Dear Family and Friends:
My dad often said, while he was in the car driving down the street, "never follow an old man wearing a hat." He meant the old man wearing a hat, I'm sure. See my "old man" never tired of his love affair with the automobile. And, unlike most men when they reach their golden years, he never drove slowly. Living in South Florida used to drive him crazy. "How can these old men drive so poorly,” he used to say; and, "come on buddy, let's move it." Or, when stopped behind a geezer, when the light said “Go" and the geezer didn’t, dad would give an angry, “saddle up, partner!" My dad was a cowboy from the West side of Chicago.
My Grandfather was a terrible driver. I only knew this from what I heard. Whenever we were in his car my dad drove. I don't remember ever being in my grandfather's car with him actually driving. I got my license when I was seventeen and from that time on, I was everyone's designated driver (and they were always sober). My grandfather had an accident down in Miami Beach because he stepped on the gas instead of the brake. My dad couldn't believe it.

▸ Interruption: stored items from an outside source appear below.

PR #74766, opened 2024-07-23
fix(hybrid-cloud): Adds defaults to provisioning model fields, lost_password_hash model

GabeVillalobos:
Fixes a few issues that crop up as errors in the Pydantic upgrade work:
- Optional fields without defaults now cause failures instead of assuming a value of None
- Type mismatches between fields are no longer automatically coerced without an additional config setting

### DIFF
--- a/src/sentry/users/services/lost_password_hash/model.py
+++ b/src/sentry/users/services/lost_password_hash/model.py
@@ -3,7 +3,10 @@
 # in modules such as this one where hybrid cloud data models or service classes are
 # defined, because we want to reflect on type annotations and avoid forward references.
 
-import datetime
+from datetime import datetime
+
+from django.utils import timezone
+from pydantic import Field
 
 from sentry.hybridcloud.rpc import RpcModel
 from sentry.models.lostpasswordhash import LostPasswordHash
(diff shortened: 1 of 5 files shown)


src/sentry/users/services/lost_password_hash/model.py
```diff
@@ -13,7 +16,7 @@ class RpcLostPasswordHash(RpcModel):
     id: int = -1
     user_id: int = -1
     hash: str = ""
-    date_added = datetime.datetime
+    date_added: datetime = Field(default_factory=timezone.now)
```
GabeVillalobos, line 19: I'm not super sure we want this to be the default. I could also remove this entirely and just assume the caller needs to provide one, but I this was failing tests for whatever reason 🤔

corps: I think it's a reasonable default.  Forcing the caller to provide one is reasonable in tests, but not in production, due to the reality that there will be (increasing) version drift between callers and receivers.

corps: Whatever default does it exist, it should be safe for the purpose of backwards compatibility, which depends on the use case.

RyanSkonnord (approved):

src/sentry/users/services/lost_password_hash/model.py
markstory: This default seems fine to me. Looking at the existing usage, we only create `RpcLostPasswordHash` by serializing an ORM object, which would have `date_added` set as well.

markstory (approved):

PR #74768, opened 2024-07-23
build: Start uploading test results to Codecov

joseph-sentry:
This enhances the Codecov coverage comment when test failures occur to show information pertaining to test failures instead of coverage results. This also enables Codecov to start running flaky test detection in the background on Sentry's test results to see how it performs in terms of latency and accuracy.


bukzor (commented):
+1

I just need you to look at the effect on CI time.

.github/actions/artifacts/action.yml
```diff
@@ -20,13 +24,22 @@ inputs:
...
+        curl -Os https://cli.codecov.io/latest/linux/codecov.SHA256SUM
+        curl -Os https://cli.codecov.io/latest/linux/codecov.SHA256SUM.sig
+        gpgv codecov.SHA256SUM.sig codecov.SHA256SUM
+        shasum -a 256 -c codecov.SHA256SUM
+        chmod +x codecov
+    - name: Upload Coverage
+      shell: bash
       continue-on-error: true
+      run: |
+        files=$(echo ${{ inputs.files }} | sed 's/^/--file /;s/,/ --file /')
```
bukzor, line 41: This is fraught, whenever the variable is likely to contain whitespace, quotes, other shell characters (and this is). The `${{` syntax will textually substitute the filenames so all characters in filesnames become part of the _source_ of the shell script -- an escaping nightmare.

Instead, pass all values from GHA to sh as environment variables. This looks similar but behaves very differently as the shell now has no confusion about which characters are the shell script and which are parts of the parameters.

```bash
env:
  INPUT_FILES: ${{ inputs.test_result_files }}
```

.github/actions/artifacts/action.yml
```diff
@@ -20,13 +24,22 @@ inputs:
...
+        test_result_files=$(echo ${{ inputs.test_result_files }} | sed 's/^/--file /;s/,/ --file /')
+        ./codecov --verbose upload-process -t ${{ inputs.token }} --commit-sha ${{ inputs.commit_sha }} --plugin noop --flag ${{ inputs.type }} $files &
+        ./codecov --verbose do-upload --report-type test_results -t ${{ inputs.token }} --commit-sha ${{ inputs.commit_sha }} --plugin noop --flag ${{ inputs.type }} $test_result_files  &
+        wait
```
bukzor, line 45: Please put anything even slightly hard to read into its own shell script. Then we can take advantage of syntax highlighting and shellcheck, etc. You can create as many little scripts as you like under `.github/actions/artifacts/`.

.github/actions/artifacts/action.yml
```diff
@@ -20,13 +24,22 @@ inputs:
...
-      uses: codecov/codecov-action@e0b68c6749509c5f83f984dd99a76a1c1a231044 # v4.0.1
-      with:
-        token: ${{ inputs.token }}
-        flags: ${{ inputs.type }}
-        files: ${{ inputs.files }}
-        override_commit: ${{ inputs.commit_sha}}
-        plugin: noop
-        verbose: true
+    - name: Download and Verify Codecov CLI
+      shell: bash
```
bukzor, line 28: Please use the `shell` seen in actions/setup-sentry to ensure that these commands are properly logged and properly stop on error:

`actions/setup-sentry/action.yml`
```
# the default for "bash" is:
#      bash --noprofile --norc -eo pipefail {0}
shell: bash --noprofile --norc -eo pipefail -ux {0}
```

This becomes unnecessary if you move all shell code to their own files (just don't forget to `set -euxo pipefail` on the first line).

bukzor (changes requested):

bukzor (commented):
I still want you to convince me, with details, that this doesn't add a new long-pole to CI.
I could do it but it seems like it should be the author's burden.

joseph-sentry:
@bukzor 
Here's this PRs `backend test (0,14)` step times:
image
Handle artifacts took 5s.

Here are some commits on main:
image
image
image

.github/actions/artifacts/download-codecov-cli.sh
```diff
@@ -0,0 +1,10 @@
+#!/bin/bash
+set -euo pipefail
+
+curl https://keybase.io/codecovsecurity/pgp_keys.asc | gpg --no-default-keyring --keyring trustedkeys.gpg --import # One-time step
+curl -Os https://cli.codecov.io/latest/linux/codecov
```
bukzor, line 5: It would be better to see these commands in the log.

```suggestion

set -x
curl https://keybase.io/codecovsecurity/pgp_keys.asc |
    gpg --no-default-keyring --keyring trustedkeys.gpg --import
curl -Os https://cli.codecov.io/latest/linux/codecov
```

.github/actions/artifacts/action.yml
bukzor: Resolved by `set -euo pipefail` in scripts, instead.

bukzor (approved):
Shipit!

.github/actions/artifacts/do-upload.sh
```diff
@@ -0,0 +1,34 @@
+#!/bin/bash
```
asottile-sentry, line 1: please do not write new shell scripts -- this should be written in a language which can have proper type checking and tests.  python is sentry's language of choice for such things

asottile-sentry (dismissed):
same for the other shell scripts

bukzor (approved):

.github/actions/artifacts/do-upload.sh
joseph-sentry: Fixed this if you want to take another look!

PR #74770, opened 2024-07-23
chore(hybrid-cloud): Upgrade Pydantic to version 2.7

GabeVillalobos:
Based on PR #74766, which should be merged first.

This PR upgrades pydantic and updates the model configs we use for RPC methods to conform with the new version.

This PR _does not_ address deprecation warnings, which will be handled in a series of follow-up commits to both Sentry and GetSentry.


.github/workflows/backend.yml
```diff
@@ -10,7 +10,7 @@ on:
 # https://docs.github.com/en/actions/using-jobs/using-concurrency#example-using-a-fallback-value
 concurrency:
   group: ${{ github.workflow }}-${{ github.head_ref || github.run_id }}
-  cancel-in-progress: true
+  cancel-in-progress: false
```
GabeVillalobos, line 13: This is only set for obtaining test results. This will be removed prior to merging.

RyanSkonnord (approved):

requirements-base.txt
```diff
@@ -45,7 +45,7 @@ python-rapidjson>=1.4
 psutil>=5.9.2
 psycopg2-binary>=2.9.9
 PyJWT>=2.4.0
-pydantic>=1.10.17,<2
+pydantic>=2.5.0
```
markstory, line 48:
```suggestion
pydantic>=2.5.0,<3
```

Could we pin to the 2.x range so that we don't accidentally bump a major?

markstory (approved):

requirements-base.txt
asottile-sentry: there's no risk to uncapping here -- in fact it's encouraged

this file isn't installed from -- it's used to generate the pinned file

asottile-sentry (approved):
fwiw I usually split out the compatible changes and land them first -- so that the core changes can be focused on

Well here's the thing. Why am I thinking about this? Perhaps it is because I have recently entered the ranks of the baby boomer army of retirees. I’m a card carrying Medicare member, actively depleting our national social security fund. Although that doesn't necessarily automatically place me in the geezer category, I ain't getting any younger. Juca sometimes accuses me of driving too slowly on the highway, and she's usually right, but that's not because of geezer-hood. That's because my mind wanders and I forget to watch the speedometer; just sometimes. She'll just say, "Ron" and I'll say something like, "did you ever think how different life would be if we didn't have to eat?" Or, "I wonder what Earl Beeler would say about the IPAD?" (Earl was our long-time camp maintenance man). Juca's response to such earth shattering questions would be, "Ron, watch your speed."
On the other hand, I find myself driving faster in the city than I ever did in my younger days. I can't stand red lights, so I'm always trying to make the next light. I'm a yellow-light, intersection-crossing master (or maniac). I hate the guy in front of me who slows down while the light is still green as if anticipating the pleasure of stopping when it turns red. It seems that I'm in a hurry even when I'm not in a hurry. I wonder if that will change with this retirement phase. I've heard retired people say to cashiers in grocery checkout lines, "take your time, I'm in no hurry," or, "I've got all the time in the world." Will I ever stop hating having to wait in line? Will I ever become that lolly-gagging, green-light slowing-down, time-to-burn person? I sure hope not.
But, if you ever find yourself following me down the street as I kick it up to 25 MPH, you'll probably notice that, at least, I'm not wearing a hat.